Exercise instructions: Say nothing but the number of lines below in which the string "layout" appears.

Data for the task:
════════════════════

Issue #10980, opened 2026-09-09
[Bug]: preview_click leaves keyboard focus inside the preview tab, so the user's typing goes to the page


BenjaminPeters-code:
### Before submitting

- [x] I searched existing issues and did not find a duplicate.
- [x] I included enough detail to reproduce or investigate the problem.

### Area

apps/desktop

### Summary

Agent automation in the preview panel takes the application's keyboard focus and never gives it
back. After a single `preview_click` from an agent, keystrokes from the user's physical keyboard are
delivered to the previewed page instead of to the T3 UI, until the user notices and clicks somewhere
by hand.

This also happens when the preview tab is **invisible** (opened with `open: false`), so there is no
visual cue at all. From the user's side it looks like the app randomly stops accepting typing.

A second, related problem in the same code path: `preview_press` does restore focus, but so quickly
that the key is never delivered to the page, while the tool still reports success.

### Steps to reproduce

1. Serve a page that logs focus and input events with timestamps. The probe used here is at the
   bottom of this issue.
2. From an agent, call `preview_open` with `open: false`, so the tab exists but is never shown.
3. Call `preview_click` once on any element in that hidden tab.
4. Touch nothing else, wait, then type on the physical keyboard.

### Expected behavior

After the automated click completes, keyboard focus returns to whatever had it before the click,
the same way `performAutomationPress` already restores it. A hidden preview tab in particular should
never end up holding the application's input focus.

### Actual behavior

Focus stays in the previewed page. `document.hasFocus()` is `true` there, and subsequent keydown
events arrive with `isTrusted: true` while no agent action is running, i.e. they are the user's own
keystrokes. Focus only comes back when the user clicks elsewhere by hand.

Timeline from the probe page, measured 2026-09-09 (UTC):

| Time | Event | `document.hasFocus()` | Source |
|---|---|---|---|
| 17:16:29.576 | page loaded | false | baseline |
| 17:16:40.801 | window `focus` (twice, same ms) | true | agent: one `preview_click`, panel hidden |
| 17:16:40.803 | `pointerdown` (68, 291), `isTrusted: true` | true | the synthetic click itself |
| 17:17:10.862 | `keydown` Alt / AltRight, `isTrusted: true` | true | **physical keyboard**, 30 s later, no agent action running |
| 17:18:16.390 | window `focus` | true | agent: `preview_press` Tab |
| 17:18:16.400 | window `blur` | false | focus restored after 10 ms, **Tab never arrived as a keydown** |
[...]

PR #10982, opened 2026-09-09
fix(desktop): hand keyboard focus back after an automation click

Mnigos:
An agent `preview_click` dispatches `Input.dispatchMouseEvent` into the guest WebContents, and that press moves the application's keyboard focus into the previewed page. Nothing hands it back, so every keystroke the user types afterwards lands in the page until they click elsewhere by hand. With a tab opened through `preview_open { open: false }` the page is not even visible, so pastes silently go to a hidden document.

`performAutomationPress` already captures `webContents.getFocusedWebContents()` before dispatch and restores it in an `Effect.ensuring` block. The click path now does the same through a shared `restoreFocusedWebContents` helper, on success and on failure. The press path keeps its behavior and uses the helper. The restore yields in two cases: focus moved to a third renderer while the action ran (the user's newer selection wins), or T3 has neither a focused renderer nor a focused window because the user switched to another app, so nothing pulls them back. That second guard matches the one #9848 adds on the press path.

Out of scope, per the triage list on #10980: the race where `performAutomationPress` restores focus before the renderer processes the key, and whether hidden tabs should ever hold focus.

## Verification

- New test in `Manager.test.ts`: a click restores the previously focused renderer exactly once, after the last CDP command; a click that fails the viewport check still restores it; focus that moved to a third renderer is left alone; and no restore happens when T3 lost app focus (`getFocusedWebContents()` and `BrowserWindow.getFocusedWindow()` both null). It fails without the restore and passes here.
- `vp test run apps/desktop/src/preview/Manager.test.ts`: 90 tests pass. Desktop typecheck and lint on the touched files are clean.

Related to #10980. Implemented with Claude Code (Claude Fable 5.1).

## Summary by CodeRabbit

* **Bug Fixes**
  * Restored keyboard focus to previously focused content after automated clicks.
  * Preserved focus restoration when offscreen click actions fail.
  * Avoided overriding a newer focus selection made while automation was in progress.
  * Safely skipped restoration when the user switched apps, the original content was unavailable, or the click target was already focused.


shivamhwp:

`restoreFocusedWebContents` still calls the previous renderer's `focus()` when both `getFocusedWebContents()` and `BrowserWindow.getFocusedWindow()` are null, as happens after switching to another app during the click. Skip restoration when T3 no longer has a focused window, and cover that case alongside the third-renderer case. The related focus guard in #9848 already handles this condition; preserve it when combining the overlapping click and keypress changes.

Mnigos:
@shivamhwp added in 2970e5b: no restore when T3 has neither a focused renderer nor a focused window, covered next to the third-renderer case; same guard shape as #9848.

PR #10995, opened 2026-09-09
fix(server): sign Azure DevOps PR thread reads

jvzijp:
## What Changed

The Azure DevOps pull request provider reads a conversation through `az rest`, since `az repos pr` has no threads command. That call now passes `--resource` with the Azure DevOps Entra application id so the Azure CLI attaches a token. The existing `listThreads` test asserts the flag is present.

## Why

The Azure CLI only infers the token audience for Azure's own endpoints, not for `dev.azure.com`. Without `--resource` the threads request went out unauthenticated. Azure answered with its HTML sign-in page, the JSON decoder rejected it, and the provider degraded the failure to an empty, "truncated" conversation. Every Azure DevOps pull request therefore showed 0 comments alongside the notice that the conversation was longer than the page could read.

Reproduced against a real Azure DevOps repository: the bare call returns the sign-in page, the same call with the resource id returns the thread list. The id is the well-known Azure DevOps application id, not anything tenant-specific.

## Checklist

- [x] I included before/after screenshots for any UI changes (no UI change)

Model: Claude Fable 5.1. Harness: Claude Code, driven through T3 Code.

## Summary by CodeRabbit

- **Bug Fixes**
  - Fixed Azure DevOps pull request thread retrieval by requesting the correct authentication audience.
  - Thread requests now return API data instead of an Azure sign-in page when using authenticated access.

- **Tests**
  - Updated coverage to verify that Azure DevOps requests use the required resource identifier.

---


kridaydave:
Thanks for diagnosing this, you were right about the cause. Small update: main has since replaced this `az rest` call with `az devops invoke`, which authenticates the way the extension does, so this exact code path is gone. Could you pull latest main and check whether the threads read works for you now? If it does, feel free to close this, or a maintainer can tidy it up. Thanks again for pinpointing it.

════════════════════

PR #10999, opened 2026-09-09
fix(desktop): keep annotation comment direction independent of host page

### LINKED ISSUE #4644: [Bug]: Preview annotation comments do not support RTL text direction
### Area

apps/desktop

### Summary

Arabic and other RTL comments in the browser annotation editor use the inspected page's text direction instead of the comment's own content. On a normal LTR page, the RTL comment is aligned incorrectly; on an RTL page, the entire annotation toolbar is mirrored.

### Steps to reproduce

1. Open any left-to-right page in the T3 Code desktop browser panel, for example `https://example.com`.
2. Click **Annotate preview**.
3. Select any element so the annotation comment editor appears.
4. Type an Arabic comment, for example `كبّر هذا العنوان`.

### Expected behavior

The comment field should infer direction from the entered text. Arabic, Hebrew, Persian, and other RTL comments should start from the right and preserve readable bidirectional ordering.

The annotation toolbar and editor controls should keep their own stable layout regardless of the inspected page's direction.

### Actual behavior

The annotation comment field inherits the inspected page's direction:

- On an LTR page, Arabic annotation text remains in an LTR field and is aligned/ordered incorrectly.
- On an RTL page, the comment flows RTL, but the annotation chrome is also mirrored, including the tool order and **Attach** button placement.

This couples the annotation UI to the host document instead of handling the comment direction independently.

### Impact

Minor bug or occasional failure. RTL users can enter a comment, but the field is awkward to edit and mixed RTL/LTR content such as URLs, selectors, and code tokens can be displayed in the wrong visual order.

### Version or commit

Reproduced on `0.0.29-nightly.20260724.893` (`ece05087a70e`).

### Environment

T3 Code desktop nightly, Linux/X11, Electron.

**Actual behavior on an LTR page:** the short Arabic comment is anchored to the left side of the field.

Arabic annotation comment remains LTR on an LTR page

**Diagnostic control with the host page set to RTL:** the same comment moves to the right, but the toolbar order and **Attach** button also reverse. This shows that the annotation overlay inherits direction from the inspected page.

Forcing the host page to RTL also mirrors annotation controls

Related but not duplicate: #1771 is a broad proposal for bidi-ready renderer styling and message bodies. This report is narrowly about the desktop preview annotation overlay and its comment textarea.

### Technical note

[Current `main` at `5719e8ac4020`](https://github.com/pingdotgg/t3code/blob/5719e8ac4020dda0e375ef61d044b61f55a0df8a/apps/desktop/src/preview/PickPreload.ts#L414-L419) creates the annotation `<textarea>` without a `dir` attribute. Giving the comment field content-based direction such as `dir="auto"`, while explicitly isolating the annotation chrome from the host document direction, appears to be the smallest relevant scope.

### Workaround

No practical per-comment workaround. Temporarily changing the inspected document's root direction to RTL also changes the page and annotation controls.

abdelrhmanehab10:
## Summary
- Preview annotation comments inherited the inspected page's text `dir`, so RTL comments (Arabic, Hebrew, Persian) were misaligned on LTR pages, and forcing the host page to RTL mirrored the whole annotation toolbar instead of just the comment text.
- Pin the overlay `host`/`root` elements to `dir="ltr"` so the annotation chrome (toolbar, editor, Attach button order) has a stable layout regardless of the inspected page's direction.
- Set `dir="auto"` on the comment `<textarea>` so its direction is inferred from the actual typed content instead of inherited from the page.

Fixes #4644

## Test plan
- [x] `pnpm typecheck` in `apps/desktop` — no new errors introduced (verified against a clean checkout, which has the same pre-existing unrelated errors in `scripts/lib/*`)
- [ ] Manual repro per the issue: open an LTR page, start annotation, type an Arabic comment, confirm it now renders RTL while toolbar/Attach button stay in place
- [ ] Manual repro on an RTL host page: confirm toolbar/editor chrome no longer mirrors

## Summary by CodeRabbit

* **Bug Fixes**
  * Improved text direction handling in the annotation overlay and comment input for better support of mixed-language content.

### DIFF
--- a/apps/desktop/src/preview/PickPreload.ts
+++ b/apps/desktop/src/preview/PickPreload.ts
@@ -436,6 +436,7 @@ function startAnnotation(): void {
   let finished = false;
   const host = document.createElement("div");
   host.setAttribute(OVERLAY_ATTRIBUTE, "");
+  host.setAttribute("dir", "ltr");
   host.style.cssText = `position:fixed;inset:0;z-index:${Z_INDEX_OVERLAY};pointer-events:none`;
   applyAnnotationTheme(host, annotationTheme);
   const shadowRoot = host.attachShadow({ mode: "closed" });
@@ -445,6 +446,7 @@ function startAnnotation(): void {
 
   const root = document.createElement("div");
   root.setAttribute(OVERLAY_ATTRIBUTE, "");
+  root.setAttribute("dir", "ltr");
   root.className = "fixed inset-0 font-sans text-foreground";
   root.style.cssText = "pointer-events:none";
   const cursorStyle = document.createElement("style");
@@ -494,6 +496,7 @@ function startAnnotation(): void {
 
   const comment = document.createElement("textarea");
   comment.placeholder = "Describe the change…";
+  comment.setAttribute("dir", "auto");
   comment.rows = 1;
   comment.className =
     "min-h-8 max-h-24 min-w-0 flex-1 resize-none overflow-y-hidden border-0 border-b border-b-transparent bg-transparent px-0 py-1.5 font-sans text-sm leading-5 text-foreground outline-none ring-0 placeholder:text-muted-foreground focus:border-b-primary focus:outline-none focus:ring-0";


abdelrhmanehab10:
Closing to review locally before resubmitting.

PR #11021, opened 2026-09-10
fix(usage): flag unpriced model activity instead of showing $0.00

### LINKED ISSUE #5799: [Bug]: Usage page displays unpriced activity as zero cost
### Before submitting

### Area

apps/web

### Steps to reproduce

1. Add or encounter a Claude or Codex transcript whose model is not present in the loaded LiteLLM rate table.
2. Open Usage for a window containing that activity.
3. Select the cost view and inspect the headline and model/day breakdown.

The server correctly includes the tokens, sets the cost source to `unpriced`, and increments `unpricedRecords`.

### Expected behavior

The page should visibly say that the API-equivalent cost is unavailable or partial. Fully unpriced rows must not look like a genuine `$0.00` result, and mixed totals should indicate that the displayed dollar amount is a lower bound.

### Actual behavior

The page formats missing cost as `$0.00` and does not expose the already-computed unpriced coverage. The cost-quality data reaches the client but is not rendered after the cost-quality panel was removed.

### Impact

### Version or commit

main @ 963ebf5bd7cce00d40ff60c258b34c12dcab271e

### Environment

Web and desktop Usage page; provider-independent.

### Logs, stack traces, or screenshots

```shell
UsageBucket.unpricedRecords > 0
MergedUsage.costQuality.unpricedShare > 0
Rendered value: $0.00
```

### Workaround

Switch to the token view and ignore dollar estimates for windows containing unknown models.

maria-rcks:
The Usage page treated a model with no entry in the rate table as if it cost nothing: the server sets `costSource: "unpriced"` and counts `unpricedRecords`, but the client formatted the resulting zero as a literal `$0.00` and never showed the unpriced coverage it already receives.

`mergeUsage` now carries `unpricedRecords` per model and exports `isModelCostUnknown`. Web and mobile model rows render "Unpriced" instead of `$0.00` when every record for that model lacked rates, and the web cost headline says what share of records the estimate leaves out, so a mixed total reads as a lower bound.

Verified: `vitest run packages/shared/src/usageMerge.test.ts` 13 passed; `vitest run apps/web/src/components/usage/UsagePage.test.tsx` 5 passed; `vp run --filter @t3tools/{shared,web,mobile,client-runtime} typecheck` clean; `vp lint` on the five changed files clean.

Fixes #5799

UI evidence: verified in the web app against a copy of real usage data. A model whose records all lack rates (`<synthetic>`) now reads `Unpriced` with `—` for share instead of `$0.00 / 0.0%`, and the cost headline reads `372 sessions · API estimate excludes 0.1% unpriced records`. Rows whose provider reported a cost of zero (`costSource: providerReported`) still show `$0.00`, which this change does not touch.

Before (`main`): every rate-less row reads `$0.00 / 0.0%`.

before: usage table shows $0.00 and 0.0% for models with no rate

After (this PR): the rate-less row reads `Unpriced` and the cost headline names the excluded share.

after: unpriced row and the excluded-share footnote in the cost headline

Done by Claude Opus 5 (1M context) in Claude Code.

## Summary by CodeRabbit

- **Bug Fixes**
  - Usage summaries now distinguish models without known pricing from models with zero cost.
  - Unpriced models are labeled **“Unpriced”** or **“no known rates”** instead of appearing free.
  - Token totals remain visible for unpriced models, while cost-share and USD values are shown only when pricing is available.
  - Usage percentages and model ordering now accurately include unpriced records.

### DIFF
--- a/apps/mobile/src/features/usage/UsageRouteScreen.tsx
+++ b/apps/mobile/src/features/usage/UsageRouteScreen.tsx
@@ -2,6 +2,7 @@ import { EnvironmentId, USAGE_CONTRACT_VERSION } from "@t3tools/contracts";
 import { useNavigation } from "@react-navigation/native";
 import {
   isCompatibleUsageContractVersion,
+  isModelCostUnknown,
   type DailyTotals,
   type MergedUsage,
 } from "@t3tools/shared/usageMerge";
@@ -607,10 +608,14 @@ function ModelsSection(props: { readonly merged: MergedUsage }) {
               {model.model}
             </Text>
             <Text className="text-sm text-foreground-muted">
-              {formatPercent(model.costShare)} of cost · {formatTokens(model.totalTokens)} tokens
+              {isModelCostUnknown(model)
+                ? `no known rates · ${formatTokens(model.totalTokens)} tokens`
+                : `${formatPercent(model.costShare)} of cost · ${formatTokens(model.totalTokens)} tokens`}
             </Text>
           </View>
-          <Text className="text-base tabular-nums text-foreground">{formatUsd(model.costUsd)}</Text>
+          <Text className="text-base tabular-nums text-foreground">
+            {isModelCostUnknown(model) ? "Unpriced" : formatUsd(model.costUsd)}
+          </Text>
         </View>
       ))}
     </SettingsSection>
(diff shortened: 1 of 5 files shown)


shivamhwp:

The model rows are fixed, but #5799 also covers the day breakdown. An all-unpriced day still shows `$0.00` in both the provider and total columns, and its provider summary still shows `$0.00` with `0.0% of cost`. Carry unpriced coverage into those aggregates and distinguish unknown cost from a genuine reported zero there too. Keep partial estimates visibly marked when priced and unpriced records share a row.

════════════════════

Solution to the exercise: 2